Under questioning by Friedman, the doctor reinterated the statistic that in only 3 to 5 percent of all cases of child sexual abuse is there objective -- factual -- physical proof.
Next on the witness stand was Katherine Colgan, who works at the Batavia CAC as a forensic interviewer of abused children. She has degrees in Education and Criminal Justice and said she has conducted thousands of victim interviews. She said she is a trained expert in the characteristics displayed by sexually abused children.
And they share several characteristics:
Secrecy -- They tend to keep their secret a long time because they are fearful of hurting their family and a person beloved by the family;
Fear -- There may have been a threat by the perpetrator to leave the family or perhaps the promise of safety for a sibling ("If you don't tell, I won't molest your little sister.");
Guilt -- For the acts that occurred; for the impact telling might have on the family;
Helplessness -- They are taught they must listen to whatever an adult tells them to do, obey;
Entrapment -- Because they feel helpless and that there is no way out;
Disassociation -- These are coping mechanisms they develop to exist in an abusive situation.
Adults, who might expect a child to come forward immediately and to be outraged, may be puzzled by the delay in reporting the abuse or that the disclosure was made in a mild, unconvincing manner.
She used the term "flat affect," a clinical term for a demeanor void of expression or emotion. Or, conversely, the child may giggle inappropriately, or "test the waters" of people's reactions by means of "incremental disclosure."
"Most abused children simply say 'I want the abuse to stop,' " Colgan said. "They aren't seeking revenge or punishment for the perpetrator. They just want it to stop."
Another response of these children is an attempt to rectract their accusations ("None of that happened. I made it up.") possibly because of external pressures or their concern about breaking the family apart.
"If they are not getting the support of the non-offending parent, they are more likely to recant or to not even reveal their secret in the first place," Colgan said.
Ader offered a simpler explanation. Could the reason for trying to recant the allegation or the delay in coming forward be that it simply was not true? That they were lying?
Yes, Colgan said, that could be the case.
As for incremental disclosure, Ader asked, could a reason for that be that the child is getting lots of attention, treats?
"It's possible," Colgan said.
How about peer pressure, Ader asked, could that be a factor?
Colgan said peer pressure works both ways, either to support telling the secret or to stifle it.
Friedman said earlier discussion had brought out that it's possible for the abused to still love the abuser and continue to spend time with that person. How is that?

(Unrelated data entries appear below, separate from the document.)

PR #1445, opened 2021-03-04
Replace glyphicons with Iconicons

osqq:
Replace Glyphicons with iconicons, remove all glyphicon references and some little css changes to adjust the iconicons


ZakarFin:
Can you remove all the icons that are not used and link the license for these icons?

osqq:
All now removed, license at https://github.com/ionic-team/ionicons/blob/master/LICENSE , should it be included in the folder?

ZakarFin:
Thanks! Based on "Replace glyphicons with Iconicons" I actually thought this was another lib since there's an additional `c` in there :D I think this is good for now 👍 I'll merge this on monday.

osqq:
> Thanks! Based on "Replace glyphicons with Iconicons" I actually thought this was another lib since there's an additional `c` in there :D I think this is good for now 👍 I'll merge this on monday.

Ah no just my dyslexia 😄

Colgan said a published study in 1983 of this phenomena has now become commonly accepted as characteristic of sexually abused children.

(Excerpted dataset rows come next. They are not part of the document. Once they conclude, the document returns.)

PR #1448, opened 2021-03-09
Update layer without refreshing

kasparia:


bundles/admin/admin-layereditor/view/AdminLayerForm/AdminLayerFormHandler.js
```diff
@@ -14,7 +14,8 @@ const __VALIDATOR_CACHE = {};
 class UIHandler extends StateHandler {
     constructor (consumer) {
         super();
-        const mapmodule = Oskari.getSandbox().findRegisteredModuleInstance('MainMapModule');
+        this.sandbox = Oskari.getSandbox();
+        this.mapmodule = Oskari.getSandbox().findRegisteredModuleInstance('MainMapModule');
```
ZakarFin, line 18: It doesn't look like you would need to store a reference to mapmodule in `this` as it's not used by any of these changes?

bundles/admin/admin-layereditor/view/AdminLayerForm/AdminLayerFormHandler.js
```diff
@@ -667,14 +668,41 @@ class UIHandler extends StateHandler {
         });
     }
 
+    /**
+     *
+     * @param {Number} layerId id for layer affected
+     * @param {Object} layer affected layer as WFSlayer object
+     * @param {Object} layerData new fetched layer data
+     */
+    refreshLayerOnMap (layerId, layer, layerData) {
```
ZakarFin, line 677: The layer parameter isn't used?

bundles/admin/admin-layereditor/view/AdminLayerForm/AdminLayerFormHandler.js
```diff
@@ -667,14 +668,41 @@ class UIHandler extends StateHandler {
...
+        this.mapLayerService.removeLayer(layerId); // remove existing layer and supress event
+
+        // if layer was found from the selected layers remove and re-add it
+        if (originalLayerIndex !== -1) {
+            this.sandbox.postRequestByName('RemoveMapLayerRequest', [layerId]);
+
+            this.mapLayerService.addLayer(modifiedLayer); // add layer but dont supress event
+            this.sandbox.postRequestByName('AddMapLayerRequest', [layerId]);
+            this.sandbox.postRequestByName('RearrangeSelectedMapLayerRequest', [layerId, originalLayerIndex]);
+        }
```
ZakarFin, line 694: Sending RemoveMapLayerRequest when the layer is not registered on the service might lead to unexpected problems since it triggers an event that can't be fully populated with proper data (== layer details). Also with your code the layer is not added to the service/register either if it was NOT on the map. That needs to be done regardless.

```suggestion
        // if layer was found from the selected layers remove and re-add it
        if (originalLayerIndex !== -1) {
            this.sandbox.postRequestByName('RemoveMapLayerRequest', [layerId]);
        }
        // remove the previous version replace with the new layer data without sending events
        // this is a more secure way of updating all of the layer data for the frontend instead of calling updateLayer that does only partial update
        this.mapLayerService.removeLayer(layerId, true);
        this.mapLayerService.addLayer(modifiedLayer, true);
        // TODO: send maplayer event with "update" operation here

        // if layer was found from the selected layers remove it from map and re-add it
        // this handles everything that needs to be updated on the map without separate code to update and potentially changed data separately
        if (originalLayerIndex !== -1) {
            this.sandbox.postRequestByName('RemoveMapLayerRequest', [layerId]);

            this.sandbox.postRequestByName('AddMapLayerRequest', [layerId]);
            this.sandbox.postRequestByName('RearrangeSelectedMapLayerRequest', [layerId, originalLayerIndex]);
        }
```

ZakarFin: Sending update event for maplayer is done like this:
```
                // notify components of layer update
                sandbox.notifyAll(Oskari.eventBuilder('MapLayerEvent')(layerId, 'update'));
```

It will probably do less work on most functionalities leading to better performance than having both remove and add events sent.

bundles/admin/admin-layereditor/view/AdminLayerForm/AdminLayerFormHandler.js
kasparia: Changed back to `const mapmodule ...`

bundles/admin/admin-layereditor/view/AdminLayerForm/AdminLayerFormHandler.js
kasparia: Removed this.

The prosecution rested its case; the jury filed out, whereupon Ader made a motion to dismiss all the charges due to a dearth of evidence to sustain charges of a course of conduct of sexual abuse.
At that point, what at first portended to be a brief meeting on points of law and considerations for the jury, morphed into a confusing, arcane, back-and-forth exploration of the minutae of law, which at times resulted in oddly humorous moments and the scratching of heads.
Judge Robert C. Noonan ordered the lawyers to return to the courtroom at 9 in the morning to resume the discussion and the jurors are expected to return to their seats at 10 a.m.
The defense also rested its case.
Beforehand, the judge asked Vickers if he had agreed not to take the stand and testify on his own behalf. Vickers, standing, said softly, that yes he had agreed not to testify.